- Problem to work on:
Would you count the lines in the material below that include the string "most"? Only the number is needed.

- Data for processing:
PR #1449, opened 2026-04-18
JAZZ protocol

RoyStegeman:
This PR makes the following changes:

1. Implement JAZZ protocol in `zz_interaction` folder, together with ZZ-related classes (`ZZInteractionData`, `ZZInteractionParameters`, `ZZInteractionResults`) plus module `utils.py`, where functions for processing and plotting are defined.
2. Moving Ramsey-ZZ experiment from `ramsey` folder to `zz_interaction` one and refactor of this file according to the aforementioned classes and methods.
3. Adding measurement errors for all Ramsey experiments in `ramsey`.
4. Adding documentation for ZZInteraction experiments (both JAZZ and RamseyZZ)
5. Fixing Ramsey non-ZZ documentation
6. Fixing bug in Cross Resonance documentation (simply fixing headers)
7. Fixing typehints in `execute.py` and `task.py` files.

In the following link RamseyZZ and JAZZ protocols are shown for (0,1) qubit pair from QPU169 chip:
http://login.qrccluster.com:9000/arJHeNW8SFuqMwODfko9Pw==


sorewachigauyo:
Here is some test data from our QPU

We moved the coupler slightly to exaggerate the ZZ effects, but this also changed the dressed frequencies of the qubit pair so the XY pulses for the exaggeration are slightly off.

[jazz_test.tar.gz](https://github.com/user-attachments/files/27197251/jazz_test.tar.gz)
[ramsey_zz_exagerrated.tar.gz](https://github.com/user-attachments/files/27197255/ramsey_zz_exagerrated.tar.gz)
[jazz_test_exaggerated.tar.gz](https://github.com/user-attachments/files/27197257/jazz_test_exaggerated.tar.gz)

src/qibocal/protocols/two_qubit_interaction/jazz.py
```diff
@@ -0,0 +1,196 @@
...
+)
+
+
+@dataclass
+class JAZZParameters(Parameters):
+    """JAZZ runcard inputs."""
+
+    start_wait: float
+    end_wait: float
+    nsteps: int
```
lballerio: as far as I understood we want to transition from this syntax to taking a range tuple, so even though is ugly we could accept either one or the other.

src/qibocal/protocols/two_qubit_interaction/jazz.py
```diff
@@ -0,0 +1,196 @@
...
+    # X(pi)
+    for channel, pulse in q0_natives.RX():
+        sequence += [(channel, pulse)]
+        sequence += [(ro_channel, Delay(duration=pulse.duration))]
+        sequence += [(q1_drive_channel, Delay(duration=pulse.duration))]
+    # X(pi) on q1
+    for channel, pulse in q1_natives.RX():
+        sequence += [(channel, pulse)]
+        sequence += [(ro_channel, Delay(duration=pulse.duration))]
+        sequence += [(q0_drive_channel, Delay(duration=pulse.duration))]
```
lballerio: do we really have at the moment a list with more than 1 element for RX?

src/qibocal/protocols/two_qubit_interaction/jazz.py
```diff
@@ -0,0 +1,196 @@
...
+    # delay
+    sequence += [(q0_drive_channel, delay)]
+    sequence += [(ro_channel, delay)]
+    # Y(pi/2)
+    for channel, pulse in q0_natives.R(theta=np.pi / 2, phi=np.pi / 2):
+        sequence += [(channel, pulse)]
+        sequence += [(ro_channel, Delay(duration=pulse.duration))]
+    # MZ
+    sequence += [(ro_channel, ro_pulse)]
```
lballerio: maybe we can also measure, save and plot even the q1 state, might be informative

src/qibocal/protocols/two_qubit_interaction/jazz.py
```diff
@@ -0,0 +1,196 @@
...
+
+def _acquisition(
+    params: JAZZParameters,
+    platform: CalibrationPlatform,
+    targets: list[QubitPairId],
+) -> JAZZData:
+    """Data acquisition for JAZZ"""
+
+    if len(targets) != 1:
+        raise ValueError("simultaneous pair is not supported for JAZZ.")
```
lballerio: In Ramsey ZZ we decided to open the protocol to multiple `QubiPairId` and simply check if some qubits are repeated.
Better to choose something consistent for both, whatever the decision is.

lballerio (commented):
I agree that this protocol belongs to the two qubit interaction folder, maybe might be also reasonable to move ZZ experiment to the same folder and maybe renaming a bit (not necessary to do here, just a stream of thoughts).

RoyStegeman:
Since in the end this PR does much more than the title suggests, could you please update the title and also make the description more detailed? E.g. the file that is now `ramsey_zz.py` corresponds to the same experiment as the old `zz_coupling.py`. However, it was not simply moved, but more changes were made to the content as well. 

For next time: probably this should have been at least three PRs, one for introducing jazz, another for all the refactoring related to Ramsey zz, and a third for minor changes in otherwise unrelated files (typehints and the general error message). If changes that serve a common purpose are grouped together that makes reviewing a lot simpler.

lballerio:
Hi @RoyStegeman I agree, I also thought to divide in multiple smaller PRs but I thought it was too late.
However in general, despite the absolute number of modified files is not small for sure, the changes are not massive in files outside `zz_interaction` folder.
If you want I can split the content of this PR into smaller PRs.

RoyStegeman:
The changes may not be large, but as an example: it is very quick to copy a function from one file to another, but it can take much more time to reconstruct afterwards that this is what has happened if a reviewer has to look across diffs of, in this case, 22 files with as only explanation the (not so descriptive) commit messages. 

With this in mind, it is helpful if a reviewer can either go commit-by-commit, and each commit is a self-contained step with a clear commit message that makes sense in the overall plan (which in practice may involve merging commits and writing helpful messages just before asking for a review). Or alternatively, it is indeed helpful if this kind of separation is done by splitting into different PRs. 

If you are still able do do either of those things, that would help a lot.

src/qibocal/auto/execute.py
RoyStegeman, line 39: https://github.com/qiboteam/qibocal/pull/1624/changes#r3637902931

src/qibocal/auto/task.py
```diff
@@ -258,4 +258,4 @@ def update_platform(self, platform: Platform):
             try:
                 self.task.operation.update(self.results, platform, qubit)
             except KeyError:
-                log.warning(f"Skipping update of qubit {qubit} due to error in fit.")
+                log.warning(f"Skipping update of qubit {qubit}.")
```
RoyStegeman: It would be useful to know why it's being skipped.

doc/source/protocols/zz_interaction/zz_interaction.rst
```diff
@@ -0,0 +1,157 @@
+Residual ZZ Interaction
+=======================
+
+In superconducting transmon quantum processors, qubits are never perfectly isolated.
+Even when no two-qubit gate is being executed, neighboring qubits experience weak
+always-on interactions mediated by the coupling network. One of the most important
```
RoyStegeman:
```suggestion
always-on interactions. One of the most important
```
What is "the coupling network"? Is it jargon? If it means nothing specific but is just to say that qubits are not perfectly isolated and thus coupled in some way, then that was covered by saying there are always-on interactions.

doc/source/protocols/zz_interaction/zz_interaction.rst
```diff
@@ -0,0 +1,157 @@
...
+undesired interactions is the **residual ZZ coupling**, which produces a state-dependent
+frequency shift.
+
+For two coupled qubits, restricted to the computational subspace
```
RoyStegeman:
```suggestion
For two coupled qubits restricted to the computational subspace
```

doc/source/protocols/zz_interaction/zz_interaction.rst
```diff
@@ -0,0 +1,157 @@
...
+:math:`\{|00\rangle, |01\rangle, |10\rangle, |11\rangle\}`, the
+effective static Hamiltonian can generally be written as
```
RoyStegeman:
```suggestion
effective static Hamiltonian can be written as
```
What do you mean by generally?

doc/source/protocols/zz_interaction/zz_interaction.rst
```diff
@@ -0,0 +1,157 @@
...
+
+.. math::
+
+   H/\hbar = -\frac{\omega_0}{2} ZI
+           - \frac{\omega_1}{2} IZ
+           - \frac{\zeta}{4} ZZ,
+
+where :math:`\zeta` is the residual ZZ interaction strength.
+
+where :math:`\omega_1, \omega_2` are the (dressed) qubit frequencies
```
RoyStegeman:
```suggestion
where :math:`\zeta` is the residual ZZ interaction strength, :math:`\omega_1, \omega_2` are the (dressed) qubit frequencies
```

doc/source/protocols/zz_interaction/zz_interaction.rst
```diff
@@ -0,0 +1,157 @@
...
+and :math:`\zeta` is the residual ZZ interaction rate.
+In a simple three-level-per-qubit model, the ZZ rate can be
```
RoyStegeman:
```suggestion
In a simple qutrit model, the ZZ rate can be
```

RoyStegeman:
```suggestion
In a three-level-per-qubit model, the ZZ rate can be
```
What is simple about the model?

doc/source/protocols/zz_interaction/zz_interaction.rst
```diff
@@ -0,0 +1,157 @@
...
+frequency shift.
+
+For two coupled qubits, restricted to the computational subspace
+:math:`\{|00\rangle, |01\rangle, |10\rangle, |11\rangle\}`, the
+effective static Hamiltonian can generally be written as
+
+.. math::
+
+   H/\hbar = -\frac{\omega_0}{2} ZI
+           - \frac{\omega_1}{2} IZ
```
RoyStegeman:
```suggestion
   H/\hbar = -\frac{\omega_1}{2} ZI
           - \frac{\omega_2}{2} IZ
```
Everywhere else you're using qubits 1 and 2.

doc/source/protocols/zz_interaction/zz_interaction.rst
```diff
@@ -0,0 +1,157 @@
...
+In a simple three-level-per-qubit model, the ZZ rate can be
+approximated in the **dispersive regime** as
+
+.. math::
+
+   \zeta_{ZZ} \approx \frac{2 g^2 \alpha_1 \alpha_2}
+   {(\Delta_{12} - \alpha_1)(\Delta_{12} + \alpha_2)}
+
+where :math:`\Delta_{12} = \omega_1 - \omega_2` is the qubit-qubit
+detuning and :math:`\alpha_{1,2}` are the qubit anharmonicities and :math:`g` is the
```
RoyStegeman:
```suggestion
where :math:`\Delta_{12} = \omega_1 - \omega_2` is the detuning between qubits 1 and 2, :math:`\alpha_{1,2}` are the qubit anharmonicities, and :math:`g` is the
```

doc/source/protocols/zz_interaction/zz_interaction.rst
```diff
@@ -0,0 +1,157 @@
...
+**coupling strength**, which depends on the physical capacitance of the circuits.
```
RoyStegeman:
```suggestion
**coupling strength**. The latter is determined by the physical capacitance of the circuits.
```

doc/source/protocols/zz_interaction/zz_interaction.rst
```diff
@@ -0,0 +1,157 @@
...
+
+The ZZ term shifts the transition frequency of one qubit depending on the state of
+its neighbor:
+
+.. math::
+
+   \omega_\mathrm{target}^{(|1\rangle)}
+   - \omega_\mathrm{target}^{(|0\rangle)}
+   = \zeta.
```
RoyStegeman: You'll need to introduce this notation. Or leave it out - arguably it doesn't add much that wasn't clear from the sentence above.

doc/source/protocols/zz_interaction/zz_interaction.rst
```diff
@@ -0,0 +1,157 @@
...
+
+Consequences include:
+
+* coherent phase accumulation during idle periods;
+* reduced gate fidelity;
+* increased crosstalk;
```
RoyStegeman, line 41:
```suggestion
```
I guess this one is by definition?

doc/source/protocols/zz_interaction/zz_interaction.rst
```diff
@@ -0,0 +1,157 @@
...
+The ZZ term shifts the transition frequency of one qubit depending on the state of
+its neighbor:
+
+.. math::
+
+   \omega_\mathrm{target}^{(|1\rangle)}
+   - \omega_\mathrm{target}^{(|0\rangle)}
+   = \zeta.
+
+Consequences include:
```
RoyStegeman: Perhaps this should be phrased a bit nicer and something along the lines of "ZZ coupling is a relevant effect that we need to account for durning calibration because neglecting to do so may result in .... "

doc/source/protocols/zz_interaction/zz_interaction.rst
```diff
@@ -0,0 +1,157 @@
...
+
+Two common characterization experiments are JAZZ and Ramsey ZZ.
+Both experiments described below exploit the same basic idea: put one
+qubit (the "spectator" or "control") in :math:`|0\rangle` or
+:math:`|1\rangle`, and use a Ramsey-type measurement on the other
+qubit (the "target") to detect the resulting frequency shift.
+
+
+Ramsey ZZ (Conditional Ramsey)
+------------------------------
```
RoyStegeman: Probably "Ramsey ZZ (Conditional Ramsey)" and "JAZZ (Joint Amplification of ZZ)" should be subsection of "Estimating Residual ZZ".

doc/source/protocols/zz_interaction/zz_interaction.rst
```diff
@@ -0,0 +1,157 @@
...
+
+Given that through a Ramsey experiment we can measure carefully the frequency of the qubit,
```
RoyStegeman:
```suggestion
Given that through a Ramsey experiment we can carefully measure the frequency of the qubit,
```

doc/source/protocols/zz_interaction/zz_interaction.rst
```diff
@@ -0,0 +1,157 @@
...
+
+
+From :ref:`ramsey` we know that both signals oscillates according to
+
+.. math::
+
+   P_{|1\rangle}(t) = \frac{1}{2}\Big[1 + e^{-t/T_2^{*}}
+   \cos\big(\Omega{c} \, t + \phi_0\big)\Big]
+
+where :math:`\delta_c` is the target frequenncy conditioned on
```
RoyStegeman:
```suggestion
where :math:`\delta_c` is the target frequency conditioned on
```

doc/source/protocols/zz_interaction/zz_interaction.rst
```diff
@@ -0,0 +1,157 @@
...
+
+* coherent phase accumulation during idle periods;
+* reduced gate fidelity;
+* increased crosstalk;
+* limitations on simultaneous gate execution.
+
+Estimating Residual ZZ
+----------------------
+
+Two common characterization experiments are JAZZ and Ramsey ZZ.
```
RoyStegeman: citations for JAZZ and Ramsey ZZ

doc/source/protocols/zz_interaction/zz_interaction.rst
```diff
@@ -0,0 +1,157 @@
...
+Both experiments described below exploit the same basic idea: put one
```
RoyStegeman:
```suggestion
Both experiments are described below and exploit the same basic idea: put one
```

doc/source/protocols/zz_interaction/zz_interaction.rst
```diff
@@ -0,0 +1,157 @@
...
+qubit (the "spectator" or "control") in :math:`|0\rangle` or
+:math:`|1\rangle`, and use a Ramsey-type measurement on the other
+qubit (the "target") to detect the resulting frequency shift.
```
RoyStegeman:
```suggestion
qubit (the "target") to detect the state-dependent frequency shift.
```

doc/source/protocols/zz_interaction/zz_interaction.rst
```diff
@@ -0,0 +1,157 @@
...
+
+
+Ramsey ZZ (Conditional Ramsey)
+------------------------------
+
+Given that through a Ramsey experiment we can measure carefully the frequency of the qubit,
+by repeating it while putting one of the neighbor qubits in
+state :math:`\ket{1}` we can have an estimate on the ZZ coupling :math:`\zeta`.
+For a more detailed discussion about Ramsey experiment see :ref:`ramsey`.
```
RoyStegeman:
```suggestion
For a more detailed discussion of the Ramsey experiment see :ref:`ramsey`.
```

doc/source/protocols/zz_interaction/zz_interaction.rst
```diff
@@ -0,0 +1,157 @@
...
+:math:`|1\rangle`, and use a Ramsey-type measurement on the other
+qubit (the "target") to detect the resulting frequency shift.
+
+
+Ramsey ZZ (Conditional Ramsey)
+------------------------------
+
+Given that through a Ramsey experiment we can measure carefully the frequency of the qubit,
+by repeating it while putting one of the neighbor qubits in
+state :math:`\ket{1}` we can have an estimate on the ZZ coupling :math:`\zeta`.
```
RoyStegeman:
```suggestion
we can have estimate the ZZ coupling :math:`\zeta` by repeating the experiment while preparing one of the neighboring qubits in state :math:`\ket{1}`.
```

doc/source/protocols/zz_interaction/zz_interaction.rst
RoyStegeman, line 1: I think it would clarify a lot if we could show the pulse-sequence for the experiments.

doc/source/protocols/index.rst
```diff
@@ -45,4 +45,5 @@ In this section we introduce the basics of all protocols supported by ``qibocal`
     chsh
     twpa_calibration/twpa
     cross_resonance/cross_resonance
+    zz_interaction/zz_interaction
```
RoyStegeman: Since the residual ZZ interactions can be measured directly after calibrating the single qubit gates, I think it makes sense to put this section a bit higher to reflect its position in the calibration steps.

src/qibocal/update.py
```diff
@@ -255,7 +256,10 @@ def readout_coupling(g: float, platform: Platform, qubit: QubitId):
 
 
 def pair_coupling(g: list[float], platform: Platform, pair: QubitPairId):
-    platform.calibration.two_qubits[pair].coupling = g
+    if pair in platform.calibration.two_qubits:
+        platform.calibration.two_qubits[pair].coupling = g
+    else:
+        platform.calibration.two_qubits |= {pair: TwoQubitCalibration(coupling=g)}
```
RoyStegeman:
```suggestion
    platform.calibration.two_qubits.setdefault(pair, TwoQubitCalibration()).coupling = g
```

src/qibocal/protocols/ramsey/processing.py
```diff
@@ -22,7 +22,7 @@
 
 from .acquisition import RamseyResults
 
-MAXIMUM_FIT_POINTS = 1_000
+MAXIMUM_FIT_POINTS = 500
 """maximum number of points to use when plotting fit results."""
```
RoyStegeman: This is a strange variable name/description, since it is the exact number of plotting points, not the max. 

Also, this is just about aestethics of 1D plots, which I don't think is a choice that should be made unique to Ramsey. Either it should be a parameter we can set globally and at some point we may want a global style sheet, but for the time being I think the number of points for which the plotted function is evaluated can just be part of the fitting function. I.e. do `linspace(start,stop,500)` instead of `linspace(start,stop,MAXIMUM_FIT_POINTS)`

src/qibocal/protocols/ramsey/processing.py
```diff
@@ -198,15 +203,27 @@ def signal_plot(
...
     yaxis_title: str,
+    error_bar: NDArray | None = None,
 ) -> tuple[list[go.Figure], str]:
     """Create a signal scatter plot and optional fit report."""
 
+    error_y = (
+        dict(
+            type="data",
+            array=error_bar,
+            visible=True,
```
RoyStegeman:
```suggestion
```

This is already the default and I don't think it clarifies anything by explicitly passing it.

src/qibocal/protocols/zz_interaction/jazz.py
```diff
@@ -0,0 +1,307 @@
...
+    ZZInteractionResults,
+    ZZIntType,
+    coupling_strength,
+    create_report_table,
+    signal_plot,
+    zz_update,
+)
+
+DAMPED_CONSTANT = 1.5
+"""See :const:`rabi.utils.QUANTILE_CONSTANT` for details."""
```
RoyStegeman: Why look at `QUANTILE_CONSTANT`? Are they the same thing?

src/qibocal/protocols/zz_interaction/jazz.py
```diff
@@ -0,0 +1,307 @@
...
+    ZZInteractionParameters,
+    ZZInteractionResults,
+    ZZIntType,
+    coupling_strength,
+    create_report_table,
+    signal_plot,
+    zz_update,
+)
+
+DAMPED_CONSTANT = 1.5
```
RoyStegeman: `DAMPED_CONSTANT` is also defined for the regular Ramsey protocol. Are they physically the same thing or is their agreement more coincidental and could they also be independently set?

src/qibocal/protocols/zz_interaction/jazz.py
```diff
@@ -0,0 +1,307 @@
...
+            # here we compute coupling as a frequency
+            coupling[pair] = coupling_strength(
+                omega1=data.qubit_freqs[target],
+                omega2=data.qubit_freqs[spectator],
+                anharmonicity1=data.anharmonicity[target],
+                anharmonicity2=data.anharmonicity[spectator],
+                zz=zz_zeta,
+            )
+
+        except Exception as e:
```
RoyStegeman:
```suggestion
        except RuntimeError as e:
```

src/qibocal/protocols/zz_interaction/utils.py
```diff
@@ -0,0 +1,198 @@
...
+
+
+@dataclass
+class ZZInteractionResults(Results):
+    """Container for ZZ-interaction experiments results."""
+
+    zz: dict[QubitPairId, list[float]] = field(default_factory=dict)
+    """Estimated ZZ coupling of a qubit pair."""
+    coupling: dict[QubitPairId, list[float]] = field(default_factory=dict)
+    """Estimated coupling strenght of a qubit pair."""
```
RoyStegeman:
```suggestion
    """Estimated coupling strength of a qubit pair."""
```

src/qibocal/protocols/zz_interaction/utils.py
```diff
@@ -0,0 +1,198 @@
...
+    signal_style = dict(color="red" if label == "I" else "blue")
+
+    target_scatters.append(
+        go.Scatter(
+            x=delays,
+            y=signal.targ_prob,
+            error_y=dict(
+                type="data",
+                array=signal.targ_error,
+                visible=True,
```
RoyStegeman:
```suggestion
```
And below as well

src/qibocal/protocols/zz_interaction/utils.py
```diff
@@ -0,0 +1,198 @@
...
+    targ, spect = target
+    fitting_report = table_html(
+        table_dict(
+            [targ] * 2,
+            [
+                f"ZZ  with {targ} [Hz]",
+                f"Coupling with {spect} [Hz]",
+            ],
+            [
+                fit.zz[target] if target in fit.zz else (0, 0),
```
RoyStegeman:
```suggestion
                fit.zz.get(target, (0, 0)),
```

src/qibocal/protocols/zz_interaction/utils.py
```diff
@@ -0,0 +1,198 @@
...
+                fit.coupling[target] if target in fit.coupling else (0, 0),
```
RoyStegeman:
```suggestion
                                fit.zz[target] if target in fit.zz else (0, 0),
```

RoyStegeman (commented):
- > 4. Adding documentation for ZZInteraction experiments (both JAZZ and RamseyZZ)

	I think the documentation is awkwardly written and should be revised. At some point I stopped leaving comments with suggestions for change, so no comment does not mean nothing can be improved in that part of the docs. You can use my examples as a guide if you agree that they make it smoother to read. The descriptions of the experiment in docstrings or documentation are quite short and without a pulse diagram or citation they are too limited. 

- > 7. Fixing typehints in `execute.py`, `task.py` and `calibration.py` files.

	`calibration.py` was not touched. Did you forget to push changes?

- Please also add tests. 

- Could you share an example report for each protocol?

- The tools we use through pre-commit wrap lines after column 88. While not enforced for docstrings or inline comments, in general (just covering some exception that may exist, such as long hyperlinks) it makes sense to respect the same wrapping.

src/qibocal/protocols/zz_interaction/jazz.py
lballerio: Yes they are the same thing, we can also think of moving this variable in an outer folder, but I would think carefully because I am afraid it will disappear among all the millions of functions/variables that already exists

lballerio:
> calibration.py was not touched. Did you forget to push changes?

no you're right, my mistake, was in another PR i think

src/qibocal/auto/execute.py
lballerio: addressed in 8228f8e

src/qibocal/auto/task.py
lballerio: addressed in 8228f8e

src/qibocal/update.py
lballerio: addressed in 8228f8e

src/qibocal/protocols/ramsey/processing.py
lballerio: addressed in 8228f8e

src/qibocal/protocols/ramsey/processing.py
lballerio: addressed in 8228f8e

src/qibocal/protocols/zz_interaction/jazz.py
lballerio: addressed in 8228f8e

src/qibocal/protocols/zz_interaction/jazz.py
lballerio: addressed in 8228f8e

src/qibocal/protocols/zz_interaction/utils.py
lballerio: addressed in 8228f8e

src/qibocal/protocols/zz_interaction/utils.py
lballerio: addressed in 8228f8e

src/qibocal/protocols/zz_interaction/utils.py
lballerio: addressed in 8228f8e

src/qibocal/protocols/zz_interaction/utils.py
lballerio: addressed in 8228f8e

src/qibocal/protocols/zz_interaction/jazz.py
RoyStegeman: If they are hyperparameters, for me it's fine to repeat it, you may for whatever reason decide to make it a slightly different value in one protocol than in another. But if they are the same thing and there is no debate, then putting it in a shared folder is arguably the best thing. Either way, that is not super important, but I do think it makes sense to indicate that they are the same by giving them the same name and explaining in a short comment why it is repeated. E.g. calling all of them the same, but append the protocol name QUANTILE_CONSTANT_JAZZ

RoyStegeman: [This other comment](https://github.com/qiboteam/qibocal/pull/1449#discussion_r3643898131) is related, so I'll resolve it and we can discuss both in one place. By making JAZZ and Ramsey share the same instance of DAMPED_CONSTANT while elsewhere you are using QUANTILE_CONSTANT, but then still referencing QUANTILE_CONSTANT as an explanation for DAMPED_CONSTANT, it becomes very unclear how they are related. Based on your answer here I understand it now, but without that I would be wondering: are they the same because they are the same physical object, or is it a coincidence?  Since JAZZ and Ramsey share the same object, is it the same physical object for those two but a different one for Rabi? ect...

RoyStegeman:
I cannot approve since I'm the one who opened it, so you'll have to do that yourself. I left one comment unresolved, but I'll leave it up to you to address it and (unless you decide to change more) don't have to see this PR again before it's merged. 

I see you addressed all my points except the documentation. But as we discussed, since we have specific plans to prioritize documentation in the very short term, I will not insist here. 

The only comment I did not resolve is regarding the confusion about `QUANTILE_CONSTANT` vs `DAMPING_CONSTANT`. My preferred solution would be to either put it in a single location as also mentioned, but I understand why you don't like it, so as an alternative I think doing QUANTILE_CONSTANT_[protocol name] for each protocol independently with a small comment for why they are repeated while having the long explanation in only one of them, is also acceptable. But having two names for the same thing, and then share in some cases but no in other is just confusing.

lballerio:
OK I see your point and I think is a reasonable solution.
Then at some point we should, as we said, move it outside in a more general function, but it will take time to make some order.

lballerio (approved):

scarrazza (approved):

- Your response:
2